Hip Dislocations



Hip Dislocations





EPIDEMIOLOGY



  • Up to 50% of patients sustain concomitant fractures elsewhere at the time of hip dislocation.


  • The majority of hip dislocations occur in 16- to 40-year-old males involved in motor vehicle accidents.


  • Almost all posterior hip dislocations result from motor vehicle accidents.


  • Unrestrained motor vehicle accident occupants are at a significantly higher risk for sustaining a hip dislocation than passengers wearing a restraining device.


  • Anterior dislocations constitute 10% to 15% of traumatic dislocations of the hip, with posterior dislocations accounting for the remaining majority.


  • The incidence of femoral head osteonecrosis is between 2% and 17% of patients, whereas 16% of patients develop posttraumatic arthritis.


  • Sciatic nerve injury is present in 10% to 20% of posterior dislocations (Fig. 27.1).


ANATOMY



  • The hip articulation has a ball-and-socket configuration with stability conferred by bony and ligamentous restraints, as well as the congruity of the femoral head with the acetabulum.


  • The acetabulum is formed from the confluence of the ischium, ilium, and pubis at the triradiate cartilage.


  • Forty percent of the femoral head is covered by the bony acetabulum at any position of hip motion. The effect of the labrum is to deepen the acetabulum and increase the stability of the joint.


  • The hip joint capsule is formed by thick longitudinal fibers supplemented by much stronger ligamentous condensations (iliofemoral, pubofemoral, and ischiofemoral ligaments) that run in a spiral fashion, preventing excessive hip extension (Fig. 27.2).



  • The main vascular supply to the femoral head originates from the medial and lateral femoral circumflex arteries, branches of the profunda femoral artery. An extracapsular vascular ring is formed at the base of the femoral neck with ascending cervical branches that pierce the hip joint at the level of the capsular insertion. These branches ascend along the femoral neck and enter the bone just inferior to the cartilage of the femoral head. The artery of the ligamentum teres, a branch of the obturator artery, may contribute blood supply to the epiphyseal region of the femoral head (Fig. 27.3).


  • The sciatic nerve exits the pelvis at the greater sciatic notch. A certain degree of variability exists in the relationship of the nerve with the piriformis muscle and short external rotators of the hip. Most frequently, the sciatic nerve exits the pelvis deep to the muscle belly of the piriformis.

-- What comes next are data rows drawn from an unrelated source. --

PR #112, opened 2022-02-17
Replace boost::optional with std::optional

### LINKED ISSUE #111: Does not build with old version of boost
Recent changes added call to optional.has_value, which was only added in boost 1.68. Debian buster have boost 1.67. This function was added to add a compatibility with std::optional (https://www.boost.org/doc/libs/1_74_0/libs/optional/doc/html/boost_optional/relnotes.html)

greenscientist:
We were using functions in boost::optional that were only available in recent version of boost,
breaking builds in older distribution. std::optional is available in CXX17 and provided in gcc since
version 5.

This add build requirement on CXX17 and replace all occurance of boost::optional with the std C++ one.

All unit test still pass

Close #111

### DIFF
--- a/configure.ac
+++ b/configure.ac
@@ -12,7 +12,7 @@ LT_INIT
 # AX_ macros copied from the autoconf-archive
 
 # TODO Do we need the strict mode or not here ?
-AX_CXX_COMPILE_STDCXX_14(noext)
+AX_CXX_COMPILE_STDCXX(17,noext)
 
 AX_BOOST_BASE
 AX_BOOST_FILESYSTEM
--- a/connection_scan_algorithm/include/calculator.hpp
+++ b/connection_scan_algorithm/include/calculator.hpp
@@ -23,7 +23,6 @@
 #include <boost/range/adaptor/reversed.hpp>
 //#include <boost/compute.hpp>
 #include <boost/tokenizer.hpp>
-#include <boost/optional.hpp>
 #include <boost/filesystem.hpp>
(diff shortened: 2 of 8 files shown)


tahini:
You seem to have updated googletest stuff also. Is it by design? Otherwise, you can go in the googletest directory and checkout `release-1.11.0`. It was updated in january and I'm not sure how local pulls handle those changes...

greenscientist:
ok, I missed those changes

greenscientist:
Remove the googletest change

tahini:
There's a strange error in dockerhub... Isn't googletest supposed to be public?

greenscientist:
Maybe we just need to autorize external repo somewhere.

greenscientist:
But I think this is related to something to configure in dockerhub. The builds goes ok on my private docker build

tahini:
Can you look at your build if you have anything special configured for googletest?

greenscientist:
I did not see anything

greenscientist:
Currently running the automated build with my branch on my docker account

greenscientist:
Work on my docker repo

tahini:
By the way, why is it even trying to fetch googletest? Shouldn't it be only if we run tests?

tahini:
You can try rebasing on v2c now

greenscientist:
If work! (Make sure to update the v2c in your fork)

tahini (approved):
Thanks! @kaligrafy, do you have any objection to bumping the c++ version from 14 to 17?

PR #113, opened 2022-02-17
csa: Send the route parameters to the calculation methods

tahini:


.gitmodules
```diff
@@ -1,3 +1,3 @@
 [submodule "googletest"]
 	path = googletest
-	url = git@github.com:google/googletest.git
+	url = https://github.com/google/googletest.git
```
tahini: @greenscientist Here I changed the url of the googletest github repo to its https version (no ssh key required I suppose, fully public, i hoped), but dockerhub's build still tries to clone form `git@github.com...` Any idea why?

greenscientist (approved):
If I have approved once, I can do  it a second time

PR #119, opened 2022-02-21
Revert "Update the base Dockerfile to use bullseye"

greenscientist:
This reverts commit dbecfdedae010f4a83bdb906d8e84e61576408ed.


tahini (approved):
ftr, docker build fails with bullseye, there seems to be a conflict in the c++ library. It will be investigated later. Let the progress train continue in the meantime!

PR #120, opened 2022-02-21
csa: Drop csv support in od_trips calculation function

### LINKED ISSUE #110: csa: odTripRouting should return results, and not handle csv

FIGURE 27.1 Left. Sciatic nerve impingement by the posteriorly dislocated femoral head. Right. Sciatic nerve impingement by a posterior acetabular fracture fragment in a posterior fracture-dislocation of the hip. (From Rockwood CA Jr, Green DP, Bucholz RW, Heckman JD, eds. Rockwood and Green’s Fractures in Adults. Vol 1. 4th ed. Philadelphia: Lippincott-Raven; 1996:1756.)


MECHANISM OF INJURY



  • Hip dislocations almost always result from high-energy trauma, such as a motor vehicle accident, fall from a height, or an industrial accident. Force transmission to the hip joint results from one of three common sources:



    • The anterior surface of the flexed knee striking an object


    • The sole of the foot, with the ipsilateral knee extended


    • The greater trochanter


  • Less frequently, the dislocating force may be applied to the posterior pelvis with the ipsilateral foot or knee acting as the counterforce.

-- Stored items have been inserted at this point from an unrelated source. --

PR #121, opened 2022-02-24
Add new types for routing results

tahini:


tahini:
@greenscientist This PR is not complete, I want to add some unit tests, and the PR that goes above (actually using those types) does not work yet, so there may be a bug here, but I'd like a high level review for now. I'll add the PR that uses it tomorrow.

include/routing_result.hpp
```diff
@@ -3,12 +3,317 @@
...
+        do_accept(visitor);
+        return visitor.getResult();
+    }
+    virtual void do_accept(StepVisitorBase &visitor) const = 0;
+  };
+
+  class StepTransitRoutingResult : public StepRoutingResult {
+  public:
+    boost::uuids::uuid agencyUuid;
+    std::string agencyAcronym;
```
greenscientist, line 67: That's a lot of element here, kind of wonder if they should be regrouped in a subobject

include/routing_result.hpp
```diff
@@ -3,12 +3,317 @@
...
+    virtual void visitNoRoutingFoundResult(const NoRoutingFoundResult& result) = 0;
+  };
+
+  template <class T>
+  class ResultVisitor : public ResultVisitorBase{
+  public:
+    virtual T getResult() = 0;
+  };
+
+  class StepVisitorBase {
```
greenscientist: Not sure of it's role yet, but maybe a Visitor should be in its own file

connection_scan_algorithm/include/result_to_response.hpp
```diff
@@ -0,0 +1,22 @@
...
+#include "parameters.hpp"
+
+namespace TrRouting
+{
+  class ResultToResponse {
+  public:
+    virtual nlohmann::json resultToJsonString(RoutingResultNew& result, RouteParameters& params) = 0;
+  };
+
+  class ResultToV1Response: public ResultToResponse {
```
greenscientist: This probably need to be in a separate file

greenscientist (changes requested):
It's missing class description, so we know what are the intents. Probably need to scather more comments around. The visitor class needs to be explained more

A couple of small structural things to adresse

include/routing_result.hpp
```diff
@@ -3,12 +3,317 @@
...
+    std::vector<std::tuple<int, int, int, int, int>> legs; // tuple: tripIdx, lineIdx, pathIdx, start connection index, end connection index
+    SingleCalculationResult():
+      RoutingResultNew(result_type::SINGLE_CALCULATION)
+    {}
+    void do_accept(ResultVisitorBase &visitor) const override {
+      return visitor.visitSingleCalculationResult(*this);
+    }
+  };
+
+  class NoRoutingFoundResult : public RoutingResultNew {
```
tahini: I wonder if we need the NoRouting result, or if it should just be a nullptr...

tahini: Actually a nullptr object cannot be visited, so it's probably better to keep this class

include/routing_result.hpp
tahini: Maybe an optimization for later, but with only the tripUuid and nodeUuid, we can get pretty much all the rest, given that we have access to the data (data, which is now contained within the calculator object, so it is far from a given that access to the data is available where/when we need it). It could be an optimization for later though. Once this is in, we can open a issue to track when/if we want to change this.

tahini:
@greenscientist  I updated as per your comments: more documentation and split visitor/result and converter/converter_to_v1 to separate files. I'll wait for your review of this PR before updating the next one.

include/routing_result.hpp
greenscientist: Do we need to convert a NoRouting result? Why would we need a visitor in this case?

include/routing_result.hpp
```diff
@@ -3,12 +3,323 @@
 
 #include <vector>
 #include <string>
+#include <boost/uuid/uuid.hpp>
+#include <stdlib.h>
+#include "point.hpp"
+#include "routing_result_visitor.hpp"
```
greenscientist, line 8: Could probably just be a forward declaration instead I think

include/routing_result.hpp
```diff
@@ -3,12 +3,323 @@
 
 #include <vector>
 #include <string>
+#include <boost/uuid/uuid.hpp>
+#include <stdlib.h>
+#include "point.hpp"
```
greenscientist: Could probably just be a forward declaration instead I think

include/routing_result.hpp
```diff
@@ -3,12 +3,323 @@
...
+        do_accept(visitor);
+        return visitor.getResult();
+    }
+    virtual void do_accept(ResultVisitorBase &visitor) const = 0;
+  };
+
+  /**
+   * @brief Base class for routing result steps. It accepts a visitor for the steps class hierarchy
+   */
+  class StepRoutingResult {
```
greenscientist: SHould this inherit from RoutingResultNew?

include/routing_result.hpp
```diff
@@ -3,12 +3,323 @@
...
+#include <boost/uuid/uuid.hpp>
+#include <stdlib.h>
+#include "point.hpp"
+#include "routing_result_visitor.hpp"
 
 namespace TrRouting
 {
-  
+  enum result_type { SINGLE_CALCULATION, NO_ROUTING_FOUND, ALTERNATIVES, ALL_NODES };
+  enum result_step_type { WALKING, BOARDING, UNBOARDING };
```
greenscientist, line 17: Shouldn't each of these type their own classes?

greenscientist (commented):
The class hierarchy seems to be lacking the top level. 
Am I missing something? Maybe it's lacking an high level doc/comment?

include/routing_result.hpp
tahini: No, steps are not results. It's really how it's explained.

include/routing_result.hpp
tahini: They sort of are, but since we need to dynamically cast these enums are used to know which class to cast to. Is there a better way?

include/routing_result.hpp
tahini: As explained in the other PR, NoRouting is boring for now, but it will contain a reason later. Unless we use try catch and throw the no routing explanation, but no routing is a valid workflow and using error throwing for it it not necessarily good practice.

Another option would be to include the NoRoutingFound use case in the SingleCalculationResult since it's when it will happen.

What do you think? 3 options:

* the one in this PR (different class)
* try-catch
* merge with SingleCalculation
* other?

include/routing_result.hpp
greenscientist: This ^^

include/routing_result.hpp
greenscientist: and this ^^

include/routing_result.hpp
```diff
@@ -3,12 +3,315 @@
...
+
+  // Walking step types
+  enum walking_step_type { ACCESS, EGRESS, TRANSFER };
+
+  /**
+   * @brief Base class for routing results. It accepts a visitor for the class hierarchy
+   * 
+   * TODO: Will be renamed to RoutingResult in later patch, when the struct is removed and this class is used instead
+   * 
+   * TODO: Even later, when function calls are detricated and split, there will be no use for a class hierarchy. Concrete result types
```
greenscientist, line 27: They could  still be in an hierarchy,  depending on the structure of the result. We'll need to see :)

include/routing_result.hpp
greenscientist: Still wondering about the naming. I don't feel strongly about it, but maybe just RoutingStep ? To differenciate with RoutingResult ?

include/routing_result.hpp
```diff
@@ -3,12 +3,315 @@
...
+    void do_accept(ResultVisitorBase &visitor) const override {
+      return visitor.visitAlternativesResult(*this);
+    }
+  };
+
+  /**
+   * @brief A class describing a single accessible node details, with the time to reach the node
+   * and the number of transfers for the requested departure time
+   */
+  class AccessibleNodesResult {
```
greenscientist: Maybe also not end this in Result if not a RoutingResult ?

connection_scan_algorithm/include/result_to_v1.hpp
```diff
@@ -0,0 +1,22 @@
...
+#include "result_to_response.hpp"
+
+namespace TrRouting
+{
+  /**
+   * @brief Convert a result object to a json object for the version 1 trRouting API, as described in docs/API.yml
+   */
+  class ResultToV1Response: public ResultToResponse {
+  public:
+    nlohmann::json resultToJsonString(RoutingResultNew& result, RouteParameters& params) override;
```
greenscientist: You dropped the virtual here

greenscientist: Also, I would make them static. I don't see a need to instanciate a ResultToV1Response, we can just call the functions

greenscientist (commented):
Still a few small things

connection_scan_algorithm/include/result_to_v1.hpp
tahini: Don't I need to drop the virtual if I'm implementing it? Also, for static calls, you need to know exactly which object to call. What if the code path can support both v1 and v2? sending the converter as base type object allows to just call this method on it and get whatever api version we require.

greenscientist: No, if you drop the virtual, you prohibit further inheritance. The différent is the absence of =0 which makes it virtual pure.

greenscientist: For the static, would need to  analyse the code a little  bit more. Depending on how it's used.

include/routing_result.hpp
tahini: This one yes, can be forward declared

include/routing_result.hpp
tahini: This one no, we are calling methods from these classes.

connection_scan_algorithm/include/result_to_response.hpp
```diff
@@ -0,0 +1,21 @@
+#ifndef TR_RESULT_TO_RESPONSE
+#define TR_RESULT_TO_RESPONSE
+
+#include "json.hpp"
+#include "routing_result.hpp"
+#include "parameters.hpp"
```
tahini: I guess I can forward declare these here too?

greenscientist: Yeah probably. 
The json one is in a diffrent namespace, so might be annoying to forward declare, but the rest looks easy enough

connection_scan_algorithm/include/result_to_v1.hpp
```diff
@@ -0,0 +1,23 @@
...
+
+namespace TrRouting
+{
+
+  /**
+   * @brief Convert a result object to a json object for the version 1 trRouting API, as described in docs/API.yml
+   */
+  class ResultToV1Response: public ResultToResponse {
+  public:
+    virtual nlohmann::json resultToJsonString(RoutingResultNew& result, RouteParameters& params) override;
```
greenscientist: I guess override is a new keyword in C++!

include/routing_result.hpp
greenscientist: grumble. Not great to implement function in a .h, but ok.

connection_scan_algorithm/include/result_to_v1.hpp
greenscientist: For the static
you seem to be using it like this
      ResultToV1Response resultConverter = ResultToV1Response();
            response = resultConverter.resultToJsonString(alternativeResult, routeParams).dump(2);
You are now using any inheritence property here. 
Instead, if it was static, you could simply do
   response = ResultToV1Response::resultToJsonString(alternativeResult, routeParams).dump(2);

greenscientist:
Almost there, a few forward declaration, and the discussion about the static function.

tahini:
I did the static for the result and a bit of forward declaration in result_to_v1.hpp

greenscientist (approved):
Ok, let's go for this!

  • Direction of dislocation—anterior versus posterior—is determined by the direction of the pathologic force and the position of the lower extremity at the time of injury.






FIGURE 27.2 The hip capsule and its thickenings (ligaments) as visualized anteriorly (A) and posteriorly (B). (From Bucholz RW, Heckman JD, Court-Brown C, et al., eds. Rockwood and Green’s Fractures in Adults. 6th ed. Philadelphia: Lippincott Williams & Wilkins; 2006.)






FIGURE 27.3 Vascular anatomy of the femoral head and neck. Top: Anterior aspect. Bottom: Posterior aspect. LFC, lateral femoral circumflex artery. (From Court-Brown C, Heckman JD, McQueen M, et al. Rockwood and Green’s Fractures in Adults. 8th ed. Philadelphia: Lippincott Williams & Wilkins; 2014.)


Anterior Dislocations



  • These injuries result from external rotation and abduction of the hip.


  • The degree of hip flexion determines whether a superior or inferior type of anterior hip dislocation results.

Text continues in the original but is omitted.